▶ What the exercise asks:
Wherever a line holds the word "fromProjectEntity", copy that line from the data.

※ ※ ※

PR #126, opened 2020-07-22
Consolidate to single project data class and servlet

Richie78321:
Consolidate `ProjectPreviewData` into `ProjectData` and `ProjectPreviewServlet` into `ProjectServlet`.

* Moves `ProjectData` creation from static factory functions to public methods in each `ProjectData` instance.
* The `ProjectServlet` can now respond to all queries for projects, and it now includes options to select the amount of data needed: the name, the preview data, or all of the data.
  * If a list of IDs is supplied, the servlet will respond with those projects. Otherwise, it will respond with all of the projects in a list ordered by the number of mentors descending.
  * As more search functionality is implemented like ordering, filtering, and pagination, more functionality will be added to the non-ID queries.
* Updated uses of the servlet in `dashboard.js` and `mentors.js`.
* Updated uses of the servlet in the project React components.

*Feel free to give me feedback on how I went about implementing the `ProjectData` class, and let me know if you think there is a better design pattern I could use!*


src/main/java/com/google/opensesame/projects/ProjectData.java
```diff
@@ -10,57 +10,105 @@
...
-   * @return Returns the created ProjectData.
-   * @throws IOException Throws when there is an error communicating with the GitHub API.
+   * @return Returns the ProjectData instance with the data assigned.
+   * @throws IOException Throws if there is an error communicating with the GitHub API.
    */
-  public static ProjectData fromProjectEntity(ProjectEntity projectEntity, GHRepository repository)
-      throws IOException {
-    ProjectPreviewData previewData =
-        ProjectPreviewData.fromProjectEntity(projectEntity, repository);
+  public ProjectData withFullData() throws IOException {
```
Sami-2000, line 102: Q: Having all of these constructor-helpers (withName, withPreviewData,withFullData) is definitely an efficient way to send the minimum necessary data. However, considering how large this file has now gotten, idk if this may be considered premature optimization? (honestly don't know)

src/main/java/com/google/opensesame/servlets/ProjectServlet.java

※ ※ ※

▶ Exercise output:
-  public static ProjectData fromProjectEntity(ProjectEntity projectEntity, GHRepository repository)
-        ProjectPreviewData.fromProjectEntity(projectEntity, repository);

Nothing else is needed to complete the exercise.